**Problem details**
Across the listing below, count the lines holding "relevant". State the number and nothing more.

**Supplied material**
PR #693, opened 2026-03-18
fix: update AGENTS files

psschwei:
# Misc PR

## Type of PR

- [ ] Bug Fix
- [ ] New Feature
- [ ] Documentation
- [x] Other

## Description
- [ ] Link to Issue: Fixes 

Updates AGENTS.md and docs/AGENTS_TEMPLATE.md with code changes through commit a86fe40 

### Testing
- [ ] Tests added to the respective file if code was changed
- [ ] New code has 100% coverage if code as added
- [ ] Ensure existing tests and github automation passes (a maintainer will kick off the github automation when the rest of the PR is populated)

PR #768, opened 2026-03-31
chore: add info for working with intrinsics to AGENTS.md

psschwei:
# Misc PR

## Type of PR

- [ ] Bug Fix
- [ ] New Feature
- [ ] Documentation
- [ ] Other

## Description
- [ ] Link to Issue: Fixes 

Adds information for agents when working with intrinsics in this repo

### Testing

### DIFF
--- a/AGENTS.md
+++ b/AGENTS.md
@@ -149,11 +149,52 @@ Found a bug, workaround, or pattern? Update the docs:
 
 ## 13. Working with Intrinsics
 
-Intrinsics are specialized LoRA adapters hosted on Hugging Face that add task-specific capabilities (RAG evaluation, safety checks, calibration, etc.) to Granite models.
+Intrinsics are specialized LoRA adapters that add task-specific capabilities (RAG evaluation, safety checks, calibration, etc.) to Granite models. Mellea handles adapter loading and input formatting automatically — you just call the right function.
 
-**⚠️ Before writing code that uses an intrinsic, fetch its README from Hugging Face.** Each README contains the authoritative specification for input format, output format, intended use, and examples. Do not guess these details.
+### Using Intrinsics in Mellea
 
-### Hugging Face Repositories
+**Prefer the high-level wrappers** in `mellea/stdlib/components/intrinsic/`. These handle adapter loading, context formatting, and output parsing for you:
+
+| Module | Function | Description |
+|--------|----------|-------------|
+| `core` | `check_certainty(context, backend)` | Model certainty about its last response (0–1) |
+| `core` | `requirement_check(context, backend, requirement)` | Whether text meets a requirement (0–1) |
+| `core` | `find_context_attributions(response, documents, context, backend)` | Sentences that influenced the response |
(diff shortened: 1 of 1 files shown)


psschwei:
cc @generative-computing/mellea-intrinsics

AGENTS.md
```diff
@@ -146,3 +146,37 @@ Found a bug, workaround, or pattern? Update the docs:
 - **Issue/workaround?** → Add to Section 7 (Common Issues) in this file
 - **Usage pattern?** → Add to [`docs/AGENTS_TEMPLATE.md`](docs/AGENTS_TEMPLATE.md)
 - **New pitfall?** → Add warning near relevant section
+
+## 13. Working with Intrinsics
+
+Intrinsics are specialized LoRA adapters hosted on Hugging Face that add task-specific capabilities (RAG evaluation, safety checks, calibration, etc.) to Granite models.
+
+**⚠️ Before writing code that uses an intrinsic, fetch its README from Hugging Face.** Each README contains the authoritative specification for input format, output format, intended use, and examples. Do not guess these details.
```
jakelorocco: I worry that this piece of things might be too generic to regular intrinsics and not utilizing them in Mellea. The following is just based off vibes:
1. I would maybe preface with the how to use in Mellea stuff (the project resources below but maybe with more details here).
2. I would phrase this current working with intrinsics section as something like "how to add new intrinsics".

Since we utilize the "granite-common" formatters for intrinsics, the agent shouldn't actually need to know how to modify the context / messages, the library should do that for us. It just needs to know whether to call the high-level / convenience wrappers or the regular usage.

jakelorocco (commented):
I think this is a good thing to add. I have a few vibe-based thoughts. Feel free to disagree with them.

AGENTS.md
psschwei: Those are fair points. Referring to the model cards was something the intrinsics team suggested, but I believe that was mostly around intended usage and examples (in a previous PR we had used them in a counterproductive way). Let me revise a bit

planetf1 (commented):
Not tested, but very much support the principle of better agent instructions.

However I wonder if this would be better as a skill in `.agents/skills` since it's targeted at something quite specific. That would keep the context down for general agent interactions. We'd just put an entry into `AGENTS.md` with something like

```
## 13. Intrinsics
Working with intrinsics (LoRA adapters for RAG, safety, calibration)? Use `/intrinsics-guide`.
```

I think much of the rest guide is about process - and common to most tasks. Though there may be errors equally relevant to consider for a skill - it's just we only just started adding them ;-)

No objections if you want to merge - we can skillify after

psschwei:
> However I wonder if this would be better as a skill in .agents/skills since it's targeted at something quite specific.

The idea was to get this in as a quick tactical fix, as the lack of intrinsics info was causing real problems. Turns out it didn't get in quickly 😄 

I'd still be inclined to merge this and then do a update/refactor of AGENTS.md more broadly (it's also probably due an update, I had one open in #693 but that also wasn't merged) to take in the latest changes.

planetf1 (approved):
LGTM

**Written reply**
2